Orignially posted: http://www.theatlanticwire.com/features/view/feature/Amateur-Superhero-The-Viper-Protects-Tennessee-Town-1565/
By Max Fisher
Tennessee’s unemployed–10.3 percent of the workforce–are coming up with new and clever ways to fill their days. One man in the small town of Columbia who is almost certainly jobless has even become a superhero. Dubbing himself The Viper and donning a green suit and mask, he has so far only succeeded in annoying the local police, who say he violates an ordinance against wearing masks in public places.
The Viper has plenty of crime to fight. Columbia’s violent crime rate in 2008 was 1,235 incidents per 100,000 residents, less than nearby Nashville and Memphis but still high for a town of Columbia’s size. So even Columbia’s skeptical residents are willing to embrace the hope of a new, Viper-led era of peace. Columbia bike shop owner A.C. Howell told the local NBC affiliate, “I don’t know. He needs something to do. Probably needs a job.” But Howell added, “I hope he’s looking out for my benefit. I hope he’s guarding my store.”
Who is the caped crusader? Skyler Swisher of the Columbia Daily Herald secured a phone interview with the Viper, who one assumes was calling from his Viper Cave 100 feet beneath the Earth. Or maybe from his dorm room.

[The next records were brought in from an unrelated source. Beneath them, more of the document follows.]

Issue #5218, opened 2025-06-11
Add semibold and other weights to the font selector


dacap:
From: https://community.aseprite.org/t/using-other-font-weights-with-text-tool/25709/2

This is a known issue and a nice thing to have in a near future in the font selector:

![Image](https://github.com/user-attachments/assets/587951aa-6e38-4570-bb3f-08b28e3ef50f)

PR #5323, opened 2025-08-03
Add a font weight selector to the font entry

ckaiser:
Implements #5218. Adds a ComboBox to select the font's weight:
Recording 2025-08-03 022925

Two concerns:
 * I had to implement an ugly hack to prevent the ComboBox's window from going over the popup's size, since you couldn't click on items there, @dacap is there an easy fix for this that I'm missing? Holding the mouse button and moving down works fine, but individual clicks just fall through. I'm assuming this is because of the popup's clicking-outside-bounds-closes-it, but I don't know if we wanna get rid of that behavior. Originally I intended moving everything to a Menu and having the weights be in a submenu but those don't have checkbox support and I didn't feel like going down that particular rabbit hole... unless?
 * Right now the *B* bold button is selected when the weight is equal or above to SemiBold, now that we have granular control over font weights, do we want to keep this as-is or change it?

### DIFF
--- a/src/app/ui/font_entry.cpp
+++ b/src/app/ui/font_entry.cpp
@@ -20,9 +20,11 @@
 #include "base/convert_to.h"
 #include "base/scoped_value.h"
 #include "fmt/format.h"
+#include "text/font_style_set.h"
 #include "ui/display.h"
 #include "ui/fit_bounds.h"
 #include "ui/manager.h"
+#include "ui/menu.h"
 #include "ui/message.h"
 #include "ui/scale.h"
 
@@ -271,7 +273,7 @@ FontEntry::FontStyle::FontStyle(ui::TooltipManager* tooltips) : ButtonSet(3, tru
   addItem("...");
   setMultiMode(MultiMode::Set);
 
-  tooltips->addTooltipFor(getItem(0), Strings::text_tool_bold(), BOTTOM);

By day, he’s a mild-mannered college student studying chemistry. But at night, he becomes the Viper, a superhero looking to stamp out crime in Columbia.
Christian Tyler Hardee, 20, caught the attention of Columbia police officers when they spotted him wearing a mask and green-and-black tights about 12:30 a.m. Wednesday near the Bicycle Shop on the Square.
… Hardee, a self-professed comic book nerd, said he knows he’s just a regular college student without super-human powers, and his behavior might be viewed as strange by some. But for Hardee, dressing as a superhero is a way to inspire the community to stand against wrongdoing and perform acts of charity.
“I am just a guy trying to do what is right, in tights,” he said.